**Work to be completed:** Filter the listing below, copying every line in which the word "method" appears.

**Dataset records:**
Segment Open
PR #1741, opened 2023-06-21
Added pagination helper

Roemer:
Added a pretty flexible pagination helper.

It allows to abort on certain criterias and also to process the items after each page if wanted.

Open for discussion!

### DIFF
--- a/gitlab.go
+++ b/gitlab.go
@@ -950,3 +950,48 @@ func parseError(raw interface{}) string {
 		return fmt.Sprintf("failed to parse unexpected error type: %T", raw)
 	}
 }
+
+// Helper method to get all items with pagination.
+// Allows passing an abort function to define early aborts
+// eg. for only certain pages or until a condition (id > xxx) is met.
+// Also allows passing a process method that allows to process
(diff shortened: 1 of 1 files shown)


timofurrer:
I've implemented something similar in #1498 🤔

timofurrer:
I guess iterators would also be nice for this once they land 🤔

Roemer:
Any feedback here? I still think this would be a good addition.

JordanP:
There's not a lot of Gitlab specific things in there. It increases the API for something that could live outside of this package. For some reason I prefer the aesthetics of https://github.com/xanzy/go-gitlab/pull/1498 Also maybe we should wait for "official" support of Iterator in Go ?

costela:
O somehow totally missed this PR and duplicated some of the work here: #1875
Apologies for that :sweat: 

That PR also includes initial [`rangefunc`](https://go.dev/wiki/RangefuncExperiment) support, now that iterators are a thing (albeit experimentally).

svanharmelen:

Issue #1743, opened 2023-06-23
cannot unmarshal string into Go struct field TodoTarget.target.id of type int


josephburnett:
When mentioned on a commit, the target id will be the commit hash which is a string. The [`TodoTarget.ID`](https://github.com/xanzy/go-gitlab/blob/0886867b3ba7ab3554169fab2b418868c9f016b5/todos.go#L61) is an int so unmarshaling fails.

```json
        "action_name": "mentioned",
        "target_type": "Commit",
        "target": {
            "id": "6a49b920e067e123703578ac38f4819f8e5a2823",
```

```
cannot unmarshal string into Go struct field TodoTarget.target.id of type int
```

josephburnett:
The [GitLab TODO API page](https://docs.gitlab.com/ee/api/todos.html) pretty clearly shows an integer ID. So a string is unexpected.

```json
    "action_name": "marked",
    "target_type": "MergeRequest",
    "target": {
      "id": 34,
```

josephburnett:
Opened an issue with GitLab: https://gitlab.com/gitlab-org/gitlab/-/issues/416180

josephburnett:
Unfortunately we cannot change the type of `ID` because it would be a breaking change. So instead I've implemented a workaround that creates a derived field `IDString`: https://github.com/xanzy/go-gitlab/pull/1744

The GitLab `id` will be routed to either `ID` or `IDString` based on it's JSON type. And either `ID` or `IDString` will be emitted as `id`. So the effect is entirely contained in the library and no visible in the JSON output.

svanharmelen:
Fixed by #1744

PR #1744, opened 2023-06-23
Derive TodoTarget.IDString

josephburnett:
Create derived field IDString to work around
https://github.com/xanzy/go-gitlab/issues/1743.

Sometimes GitLab will return a string id instead of an int (e.g. when target is a commit). This change intercepts a string id before it causes unmarshaling to fail and redirects it to the new IDString field. Conversely when marshaling it routes either ID or IDString into the expected JSON "id" field.


svanharmelen:
Thanks for your PR, but I'm not a big fan of this solution.

If the GitLab API sometimes returns an `int` and sometimes a `string`, then for now the best solution is probably to make the field type `interface{}`.

Also not ideal, but at least we are not introducing arbitrary fields that do not exists in the actual APIs...

josephburnett:
Yeah, it should have been an `interface{}` to begin with if GitLab was going to return different types. However changing it now is a breaking change. Do you plan to release the type change with a major version bump?

svanharmelen:
The API changes quite a lot.  Generally the changes are backwards compatible, but sometimes they are not.

One of the reasons I'm still using 0.x.x versions. So I'm OK with changing this it it "fixes" a bug...

svanharmelen:
Do you intent to update this PR following our conversation, or should it be closed?

svanharmelen (approved):
Update according to our discussion... So LGTM now 👍🏻

aelgasser:
@svanharmelen I think there is a typo in the last commit: 

```go
	ID                   int                    `json:"id"`
+	IID                  interface{}            `json:"iid"`
```

You set the `interface{}` type on the json `iid` field where the issue is on the `id` (with only 1 I) (actually maybe on both, better safe than sorry, but I don't see an `iid` field in my test below).

I just tested it on my project: 

```json
    {
        "id": 89908,
        "project": {
            "id": 63,
            "description": "",
            "name": "REDACTED",
            "name_with_namespace": "REDACTED",
            "path": "platform",
            "path_with_namespace": "REDACTED",
            "created_at": "2018-06-21T15:30:47.435Z"
        },
        "author": {
            "id": 63,
            "username": "abderraouf.elgasser",
            "name": "Abderraouf El Gasser",
            "state": "active",
            "locked": false,
            "avatar_url": "REDACTED",
            "web_url": "REDACTED"
        },
        "action_name": "directly_addressed",
        "target_type": "Commit",
        "target": {
            "id": "1d76d1b2e3e886108f662765c97f4687f4134d8c", // THE BAD ID IS HERE
            "short_id": "1d76d1b2",
            "created_at": "2024-01-29T11:17:05.000+01:00",
            "parent_ids": [
                "66ca971205388f39905d0f3fb48538dce7932bc5"
            ],
            "title": "fix: updated relay schemas",
            "message": "fix: updated relay schemas\n",
            "author_name": "Abderraouf El Gasser",
            "author_email": "REDACTED",
            "authored_date": "2024-01-29T11:17:05.000+01:00",
            "committer_name": "Abderraouf El Gasser",
            "committer_email": "REDACTED",
            "committed_date": "2024-01-29T11:17:05.000+01:00",
            "trailers": {},
            "web_url": "REDACTED"
        },
        "target_url": "REDACTED",
        "body": "@abderraouf.elgasser test on commit",
        "state": "pending",
        "created_at": "2024-01-30T17:14:46.520Z",
        "updated_at": "2024-01-30T17:14:46.520Z"
    },
```

Could you please make a change so I can tell to the mattermost plugin team [here](https://github.com/mattermost/mattermost-plugin-gitlab/issues/164) to use the latest version to fix the problem there.

svanharmelen:
Fixed in cd61482

aelgasser:
Thank you!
Segment Closed
**Exercise result:**
+// Helper method to get all items with pagination.
+// Also allows passing a process method that allows to process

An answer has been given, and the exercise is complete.